Basic Strategy 4: de novo Design: Unknown Ligand, no Experimental Protein Structure
Even in the absence of a known ligand and an experimental protein structure, we can still use virtual screening with an AlphaFold 3D model of the protein. However, before that, we need to determine the protein’s drugability and identify a potential ligand-binding site. Assuming that we have access to a purified protein, we can also run a high-throughput screen (HTS) in combination with a biochemical assay or use NMR spectroscopy to screen a fragment library.
If the target protein’s experimental structure is unavailable, SARomics Biostructures provides custom gene-to-protein-structure services. In such cases, the protein is cloned, expressed, purified, and crystallized, and its X-ray crystallographic structure is determined. In addition, our library of FastLane structures is designed to accelerate our clients’ projects by offering over 600 proteins for co-crystallization with the client’s ligands, with a turnaround time of a few weeks.
Hit to Lead & Lead Optimization
At SARomics Biostructures, as part of our structure-based drug design service packages, we include structure-based hit-to-lead and lead optimization (in collaboration with RGl Discovery). After identifying an active ligand (or ligands), structure-based optimization of ligand interactions with the target protein (hit expansion & lead generation) is run to obtain more efficient binders. Multiple protein-ligand complex structures and QSAR modeling of the compounds provide detailed mapping of the binding site, enabling the design of new compounds.
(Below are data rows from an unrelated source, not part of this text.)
PR #830, opened 2023-08-22
stop overwriting pre_prompt and PWD in nushell.rs

tsukimizake:
I tried to use rtx along with direnv on nushell, and found `source "~/Library/Application Support/nushell/rtx.nu"` overwrites hook from direnv.
Editing my rtx.nu like this fixes the problem on my environment.


tsukimizake:
Seems like tests failed 😕

jdxcode:
you just need to update the snapshots

tsukimizake:
Passed. Thanks!

PR #833, opened 2023-08-22
fix race condition with cache file writing

jdxcode:


jdxcode:
multiple processes were writing to the `.part` file which could only be moved by the first process. This makes each filename unique.

src/cache.rs
```diff
@@ -88,7 +89,9 @@ where
         if let Some(parent) = self.cache_file_path.parent() {
             fs::create_dir_all(parent)?;
         }
-        let partial_path = self.cache_file_path.with_extension("part");
+        let partial_path = self
+            .cache_file_path
+            .with_extension(format!("part-{}", random_string(8)));
```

Structure-based hit-to-lead optimization typically requires several cycles (the design-make-test-analyze cycle) . The result may be a series of compounds, which will be further optimized and tested to generate the final lead.
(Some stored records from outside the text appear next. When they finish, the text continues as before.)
PR #858, opened 2023-08-28
add support for macos integration

roele:
This is first rough draft. Which works with with `sudo`, what i currently don't like yet is that using `sudo` installs the JDK with `root` as the owner which currently fails with an unspecific error (since installation is removed before the symlink remove is attempted). Having root as owner potentially leads to other issues as well.

```
$ sudo env RTX_JAVA_MACOS_INTEGRATION=true .bin/rtx install java@corretto-20.0.2.10.1
$ /usr/libexec/java_home -V
$ sudo env .bin/rtx uninstall java@corretto-20.0.2.10.1
$ /usr/libexec/java_home -V
```

### DIFF
--- a/docs/java.md
+++ b/docs/java.md
@@ -15,9 +15,9 @@ The code for this is inside the rtx repository at
 The following installs the latest version of java-openjdk-17.x (if some version of openjdk-17.x is 
 not already installed) and makes it the global default:
 
-```sh
-rtx use -g java@openjdk-17
-rtx use -g java@17         # alternate shorthands for openjdk-only
+```sh-session
+$ rtx use -g java@openjdk-17
+$ rtx use -g java@17         # alternate shorthands for openjdk-only
 ```
 
 See available versions with `rtx ls-remote java`.
@@ -28,9 +28,9 @@ Some applications in macOS rely on `/usr/libexec/java_home` to find installed Ja
 
 To integrate an installed Java runtime with macOS run the following commands for the proper version (e.g. openjdk-20).
 
-```sh
-sudo mkdir /Library/Java/JavaVirtualMachines/openjdk-20
-sudo ln -s ~/.local/share/rtx/installs/java/openjdk-20/Contents /Library/Java/JavaVirtualMachines/openjdk-20/Contents
+```sh-session
+$ sudo mkdir /Library/Java/JavaVirtualMachines/openjdk-20
+$ sudo ln -s ~/.local/share/rtx/installs/java/openjdk-20/Contents /Library/Java/JavaVirtualMachines/openjdk-20/Contents
 ```
 
 The distribution from  Azul Systems does support the integration but the symlink target location will differ from the example above (e.g `~/.local/share/rtx/installs/java/zulu-11.64.190/zulu-11.jdk/Contents`).
--- a/docs/java.md
+++ b/docs/java.md
@@ -22,23 +22,15 @@ rtx use -g java@17         # alternate shorthands for openjdk-only
 
 See available versions with `rtx ls-remote java`.
 
-## Configuration
-
-- `RTX_JAVA_MACOS_INTEGRATION` [bool]: enables macOS JAVA_HOME integration, defaults to false
-
 ## macOS JAVA_HOME Integration
 
 Some applications in macOS rely on `/usr/libexec/java_home` to find installed Java runtimes.
 
-The environment variable `RTX_JAVA_MACOS_INTEGRATION` enables the integration during the installation. On removal
-the integration will be cleaned up regardless of the value of the environment variable.
-
-Since the integration relies on symlinks within `/Library/Java/JavaVirtualMachines`, administrative privileges are
-required when using this feature.
+To integrate an installed Java runtime with macOS run the following commands for the proper version (e.g. openjdk-20).
 
 ```sh
-sudo RTX_JAVA_MACOS_INTEGRATION=true rtx install java@openjdk-20
+sudo mkdir /Library/Java/JavaVirtualMachines/openjdk-20
+ln -s ~/.local/share/rtx/installs/java/openjdk-20/Contents /Library/Java/JavaVirtualMachines/openjdk-20/Contents
 ```
 
-> Note: Not all distributions of Java SDK support this integration (e.g liberica). The integration will be simply
-> ignored in such cases even if the environment variable is set to true.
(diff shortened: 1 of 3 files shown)


docs/java.md
```diff
@@ -15,9 +15,30 @@ The code for this is inside the rtx repository at
...
+Some applications in macOS rely on `/usr/libexec/java_home` to find installed Java runtimes.
+
+The environment variable `RTX_JAVA_MACOS_INTEGRATION` enables the integration during the installation. On removal
+the integration will be cleaned up regardless of the value of the environment variable.
+
+Since the integration relies on symlinks within `/Library/Java/JavaVirtualMachines`, administrative privileges are
+required when using this feature.
+
+```sh
+sudo RTX_JAVA_MACOS_INTEGRATION=true rtx install java@openjdk-20
```
jdx: I don't think we can do this. It's going to create a bunch of root-owned files in your home directory that are going to cause problems later.

jdx (changes requested):

docs/java.md
jdx: what we could do is create the files with `chown $SUDO_USER:$SUDO_GROUP` if it's running under sudo. However I think rtx just creates too many files in too many places for us to be able to do that reliably.

jdx: I think the safest thing to do would be something like this instead:

```
warn!("to integrate java_home with this install, run `sudo ln -s ~/.local/share/rtx/... /Library/Java/JavaVirtualMachines`");
```

just print out a command with the ln instruction they need to run under sudo if it doesn't already exist

roele: I agree, having root owned files is definitely a no-go. Maybe your proposal to show an info message after the installation with the command to create the symlink manually (if the vendor supports it) is a better approach.

In this case we also might not need the environment variable to trigger the feature.

Will adapt the PR accordingly later today...

src/plugins/core/java.rs
```diff
@@ -255,6 +296,28 @@ impl Plugin for JavaPlugin {
...
+
+    if os() == "macosx" && is_enabled && !is_unsupported {
+        return true;
+    }
+    false
+}
+
+fn java_home_path(tv: &ToolVersion) -> PathBuf {
+    if os() == "macosx" {
+        if tv.install_path().join("Contents/Home").exists() {
```
roele: @jdx since we are removing the folding i assume this is required to ensure that already installed tools would continue to work. is this correct?

jdx: this looks correct, though by default rtx will only add `~/.local/share/installs/java/*/bin` to PATH by default. You will need to modify that to `~/.local/share/installs/ava/*/Contents/Home/bin` by implementing `list_bin_paths()` (or a function named something almost exactly that). Similar to what you did for exec_env.

jdx: I have some concerns here that people may be direct-linking their JDK in other places to `~/.local/share/rtx/installs/java/*` and we're moving that to a different place.

When I was thinking about this I was considering doing something like this instead:

```
ln -s ~/.local/share/rtx/installs/java/./Content/Home/* ~/.local/share/rtx/installs/java/./
```

that way we would merge the files and it would have the same structure as it does now but would also contain the files needed for macos integration

jdx:
thanks for taking this on, I have been looking at this over the past couple of weeks but have't found the time to work on it

docs/java.md
```diff
@@ -15,9 +15,22 @@ The code for this is inside the rtx repository at
...
+
+## macOS JAVA_HOME Integration
+
+Some applications in macOS rely on `/usr/libexec/java_home` to find installed Java runtimes.
+
+To integrate an installed Java runtime with macOS run the following commands for the proper version (e.g. openjdk-20).
+
+```sh
+sudo mkdir /Library/Java/JavaVirtualMachines/openjdk-20
+ln -s ~/.local/share/rtx/installs/java/openjdk-20/Contents /Library/Java/JavaVirtualMachines/openjdk-20/Contents
```
jdx: needs sudo as well

jdx (commented):
will try to test this myself probably tomorrow

roele:
Great thanks @jdx. 

Ran some manual tests with almost all distributions. Iberica does not ship with the required files and Zulu has the files but they're located in a different sub-folder (e.g. zulu-11.jdk). Added an addtional comment in the docs about that.

src/plugins/core/java.rs
```diff
@@ -153,6 +156,34 @@ impl JavaPlugin {
...
+                let dest = tv.install_path().join("Contents").join(entry.file_name());
+                trace!("moving {:?} to {:?}", entry.path(), &dest);
+                file::rename(entry.path(), dest)?;
+            }
+            file::make_symlink(
+                tv.install_path().as_path(),
+                &tv.install_path().join("Contents").join("Home"),
+            )?;
+            info!(
+                "To enable macOS integration, run the following commands: \
```
jdx: remove the backslashes so it prints on multiple lines, this is hard to read
CleanShot 2023-08-29 at 14 04 21@2x

also, at least on my machine it looks like the convention is to add ".jdk" to the end of the directory name

roele: agree, the output is not optimal and mixes even different output types (progress message `java -version`).
you're probably right, package installation folders usually end in `.jdk` even though it also seems to work fine without.

src/plugins/core/java.rs
```diff
@@ -153,6 +156,34 @@ impl JavaPlugin {
...
+                let dest = tv.install_path().join("Contents").join(entry.file_name());
+                trace!("moving {:?} to {:?}", entry.path(), &dest);
+                file::rename(entry.path(), dest)?;
+            }
+            file::make_symlink(
+                tv.install_path().as_path(),
+                &tv.install_path().join("Contents").join("Home"),
+            )?;
+            info!(
+                "To enable macOS integration, run the following commands:\n\
```
jdx: rust supports linebreaks inside of strings so you can just remove the end of these lines entirely

roele: tried that, it interpreted the spaces in front of the commands

jdx: oh! use [indoc](https://docs.rs/indoc/latest/indoc/) then, e.g.: https://github.com/jdx/rtx/blob/10647a97d7e05867549d77eb178aedadd128caa7/src/fake_asdf.rs#L22-L26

SARomics Biostructures’ fragment screening and fragment-based drug discovery and design services are tailored to meet each project’s and customer’s specific needs and requirements. Please do not hesitate to contact us to discuss your project.
How many structures are needed for a structure-based drug design project, from initial hits to a candidate drug? We recommend an excellent publication by the AstraZeneca team. H. Käck and T. Sjögren (2024). Macromolecular crystallography from an industrial perspective – the impact of synchrotron radiation on structure-based drug discovery. J. Synchrotron Rad. 32.